Compensation is heavily weighted to fee‑related economics and carried interest: management and advisory fees (growth tied to FEAUM) drive steady cash compensation and bonuses, while carried interest and profit‑sharing (including private‑wealth SPW arrangements) deliver large, longer‑dated variable pay. Recent filings show equity‑based and liability‑classified awards (SPW) and performance‑fee related compensation produced very large mark‑to‑market swings—equity‑based comp increased materially in FY2025, driving GAAP losses despite strong adjusted earnings and FRE—so total pay can be highly volatile for executives. Typical asset‑management structures (base salary + cash bonus + long‑term carried interest/partnership units) apply here, with additional complexity from unit‑for‑share exchanges, TRAs and option put/call mechanics that create contingent cash obligations. Investors should monitor FEAUM growth, realization/crystallization events, disclosures on SPW valuation and TRA estimates because those metrics disproportionately influence ultimate executive payouts.
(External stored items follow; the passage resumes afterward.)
PR #3199, opened 2024-02-21
Sync some methodsynopses with stubs

kocsismate:
I intended to fix some of the methodsynopses which didn't need a changelog.

### DIFF
--- a/reference/errorfunc/functions/trigger-error.xml
+++ b/reference/errorfunc/functions/trigger-error.xml
@@ -83,7 +83,7 @@
      <row>
       <entry>8.0.0</entry>
       <entry>
-       The function now throws a <classname>ValueError</classname> if wrong
+       The function now throws a <classname>ValueError</classname> if an invalid
        <parameter>error_level</parameter> is specified. Previously, it returned &false;.
       </entry>
      </row>
--- a/reference/errorfunc/functions/trigger-error.xml
+++ b/reference/errorfunc/functions/trigger-error.xml
@@ -55,9 +55,41 @@
  <refsect1 role="returnvalues">
   &reftitle.returnvalues;
   <para>
-   This function returns &false; if wrong <parameter>error_level</parameter> is
-   specified, &true; otherwise.
+   &return.true.always;
   </para>
+ </refsect1>
+
+ <refsect1 role="errors">
+  &reftitle.errors;
+  <para>
+   This function throws a <classname>ValueError</classname> if
+   <parameter>error_level</parameter> is not one of
+   <constant>E_USER_ERROR</constant>, <constant>E_USER_WARNING</constant>,
+   <constant>E_USER_NOTICE</constant>, <constant>E_USER_DEPRECATED</constant>.
+  </para>
+ </refsect1>
+
+ <refsect1 role="changelog">
+  &reftitle.changelog;
+  <informaltable>
+   <tgroup cols="2">
+    <thead>
+     <row>
+      <entry>&Version;</entry>
+      <entry>&Description;</entry>
+     </row>
+    </thead>
+    <tbody>
+     <row>
+      <entry>8.0.0</entry>
+      <entry>
+       The function now throws a <classname>ValueError</classname> if wrong
+       <parameter>error_level</parameter> is specified. Previously, it returned &false;.
+      </entry>
+     </row>
+    </tbody>
+   </tgroup>
+  </informaltable>
  </refsect1>
 
  <refsect1 role="examples">
--- a/reference/errorfunc/functions/trigger-error.xml
+++ b/reference/errorfunc/functions/trigger-error.xml
@@ -9,7 +9,7 @@
  <refsect1 role="description">
   &reftitle.description;
   <methodsynopsis>
-   <type>bool</type><methodname>trigger_error</methodname>
+   <type>true</type><methodname>trigger_error</methodname>
    <methodparam><type>string</type><parameter>message</parameter></methodparam>
    <methodparam choice="opt"><type>int</type><parameter>error_level</parameter><initializer><constant>E_USER_NOTICE</constant></initializer></methodparam>
   </methodsynopsis>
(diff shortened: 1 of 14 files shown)


reference/intl/intlgregoriancalendar/createfromdate.xml
```diff
@@ -8,7 +8,7 @@
  <refsect1 role="description">
   &reftitle.description;
   <methodsynopsis role="IntlGregorianCalendar">
-   <modifier>public</modifier> <type>static</type><methodname>IntlGregorianCalendar::createFromDate</methodname>
+   <modifier>public</modifier> <modifier>static</modifier> <type>static</type><methodname>IntlGregorianCalendar::createFromDate</methodname>
```
nielsdos, line 11:
```suggestion
   <modifier>public</modifier> <modifier>static</modifier> <methodname>IntlGregorianCalendar::createFromDate</methodname>
```

nielsdos (changes requested):
Looks mostly right, thx

reference/intl/intlgregoriancalendar/createfromdate.xml
kocsismate: Hm, It's a static method with a static return type ^^

nielsdos: Ah wow indeed. Sorry, then this is right.

nielsdos (approved):
My mistake, LGTM. Thanks.

reference/errorfunc/functions/trigger-error.xml
```diff
@@ -9,7 +9,7 @@
  <refsect1 role="description">
   &reftitle.description;
   <methodsynopsis>
-   <type>bool</type><methodname>trigger_error</methodname>
+   <type>true</type><methodname>trigger_error</methodname>
```
Girgias, line 12: Only as of PHP 8.0, it used to return false for invalid error levels.

reference/network/functions/long2ip.xml
```diff
@@ -9,7 +9,7 @@
  <refsect1 role="description">
   &reftitle.description;
   <methodsynopsis>
-   <type class="union"><type>string</type><type>false</type></type><methodname>long2ip</methodname>
+   <type>string</type><methodname>long2ip</methodname>
```
Girgias, line 12: This is a change only on master.

reference/stream/functions/stream-context-set-options.xml
```diff
@@ -8,7 +8,7 @@
  <refsect1 role="description">
   &reftitle.description;
   <methodsynopsis>
-   <type>bool</type><methodname>stream_context_set_options</methodname>
+   <type>true</type><methodname>stream_context_set_options</methodname>
```
Girgias, line 11: This looks wrong, also doesn't seem to have a stub?

reference/stream/functions/stream-context-set-params.xml
```diff
@@ -9,7 +9,7 @@
  <refsect1 role="description">
   &reftitle.description;
   <methodsynopsis>
-   <type>bool</type><methodname>stream_context_set_params</methodname>
+   <type>true</type><methodname>stream_context_set_params</methodname>
```
Girgias, line 12: This also seems wrong?

reference/outcontrol/functions/ob-start.xml
```diff
@@ -10,7 +10,7 @@
   &reftitle.description;
   <methodsynopsis>
    <type>bool</type><methodname>ob_start</methodname>
-   <methodparam choice="opt"><type>callable</type><parameter>callback</parameter><initializer>&null;</initializer></methodparam>
+   <methodparam choice="opt"><type class="union"><type>callable</type><type>null</type></type><parameter>callback</parameter><initializer>&null;</initializer></methodparam>
```
Girgias, line 13: Welp... time to add to my list to refactor this function to use the ZPP callable check...

reference/stream/functions/stream-context-set-options.xml
kocsismate: there is a stub for it: https://github.com/php/php-src/blob/e630aacf795dfbfd875a624856674e29de32c42a/ext/standard/basic_functions.stub.php#L3398

reference/stream/functions/stream-context-set-params.xml
kocsismate: They have always (?) returned true. The return type is actually true since my refactoring: https://github.com/php/php-src/pull/12720

reference/network/functions/long2ip.xml
kocsismate: Yes, but it couldn't return false before as well according to https://github.com/php/php-src/pull/13395
So we can then document it, right?

reference/outcontrol/functions/ob-start.xml
kocsismate: Would be nice :)

reference/errorfunc/functions/trigger-error.xml
kocsismate: Your are right, I've just added an errors and a changelog section!

reference/stream/functions/stream-context-set-params.xml
Girgias: Right, it used to return false on invalid stream context, which is a ZPP failure effectively

reference/network/functions/long2ip.xml
Girgias: Ah yeah that's fine

reference/errorfunc/functions/trigger-error.xml
```diff
@@ -55,11 +55,43 @@
...
+      <entry>&Version;</entry>
+      <entry>&Description;</entry>
+     </row>
+    </thead>
+    <tbody>
+     <row>
+      <entry>8.0.0</entry>
+      <entry>
+       The function now throws a <classname>ValueError</classname> if wrong
+       <parameter>error_level</parameter> is specified. Previously, it returned &false;.
```
Girgias, line 87:
```suggestion
       The function now throws a <classname>ValueError</classname> if an invalid
       <parameter>error_level</parameter> is specified. Previously, it returned &false;.
```

Girgias (approved):
One nit, LGTM otherwise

Insider trading activity at StepStone is likely to cluster around discrete liquidity and realization events—fund closings, carried‑interest crystallizations, large realizations and earnings releases—because those events change both reported results and future cash for insiders. Large noncash equity‑award revaluations (SPW) and partnership/unit exchanges can produce volatility in reported GAAP profit that does not equal cash flow, so trades timed near mark‑to‑market swings merit extra scrutiny; likewise, insiders may use 10b5‑1 plans to manage tax and liquidity tied to TRAs or SPW settlement ranges ($165M–$661M disclosed). Regulatory regimes that govern asset managers (Investment Advisers Act, ERISA, AIFMD/MiFID II and evolving AML/cyber rules) also create formal blackout periods and heightened disclosure expectations—monitor Form 4 filings, disclosures about unit exchanges and any statements about insider trading policies when evaluating insider activity.